▶ **Problem requirements**
All that should come back is the lines of the data below from the one containing "As mentioned by" to the one containing "You didn't ask", inclusive, exactly as they stand.

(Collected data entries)
+++
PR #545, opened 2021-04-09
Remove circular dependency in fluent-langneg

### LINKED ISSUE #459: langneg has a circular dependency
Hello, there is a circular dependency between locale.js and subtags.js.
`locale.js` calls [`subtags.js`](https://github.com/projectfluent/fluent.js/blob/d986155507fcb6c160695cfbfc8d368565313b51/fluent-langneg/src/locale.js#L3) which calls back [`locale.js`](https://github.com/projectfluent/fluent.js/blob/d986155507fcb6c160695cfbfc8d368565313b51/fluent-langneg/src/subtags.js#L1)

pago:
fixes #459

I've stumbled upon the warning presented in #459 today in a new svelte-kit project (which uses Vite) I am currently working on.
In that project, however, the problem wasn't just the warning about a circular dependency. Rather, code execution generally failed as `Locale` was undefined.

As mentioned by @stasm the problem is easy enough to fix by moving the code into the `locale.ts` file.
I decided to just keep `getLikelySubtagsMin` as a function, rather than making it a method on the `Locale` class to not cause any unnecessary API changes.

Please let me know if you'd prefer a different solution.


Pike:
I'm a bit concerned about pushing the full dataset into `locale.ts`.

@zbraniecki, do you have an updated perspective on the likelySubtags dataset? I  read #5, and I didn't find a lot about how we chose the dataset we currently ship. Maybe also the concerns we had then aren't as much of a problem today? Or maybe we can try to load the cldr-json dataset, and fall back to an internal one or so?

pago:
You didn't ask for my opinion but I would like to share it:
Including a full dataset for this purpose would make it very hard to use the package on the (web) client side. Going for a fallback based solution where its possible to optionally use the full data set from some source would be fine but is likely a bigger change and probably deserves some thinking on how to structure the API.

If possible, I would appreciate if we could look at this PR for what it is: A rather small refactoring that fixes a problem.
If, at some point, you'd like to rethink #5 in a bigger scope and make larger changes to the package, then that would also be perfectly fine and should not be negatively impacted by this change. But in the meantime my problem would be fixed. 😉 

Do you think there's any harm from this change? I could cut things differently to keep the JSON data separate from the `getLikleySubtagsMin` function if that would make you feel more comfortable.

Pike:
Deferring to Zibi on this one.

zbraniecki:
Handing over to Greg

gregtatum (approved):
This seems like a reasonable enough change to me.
+++
▶ **Task solution**
As mentioned by @stasm the problem is easy enough to fix by moving the code into the `locale.ts` file.
I decided to just keep `getLikelySubtagsMin` as a function, rather than making it a method on the `Locale` class to not cause any unnecessary API changes.

Please let me know if you'd prefer a different solution.


Pike:
I'm a bit concerned about pushing the full dataset into `locale.ts`.

@zbraniecki, do you have an updated perspective on the likelySubtags dataset? I  read #5, and I didn't find a lot about how we chose the dataset we currently ship. Maybe also the concerns we had then aren't as much of a problem today? Or maybe we can try to load the cldr-json dataset, and fall back to an internal one or so?

pago:
You didn't ask for my opinion but I would like to share it:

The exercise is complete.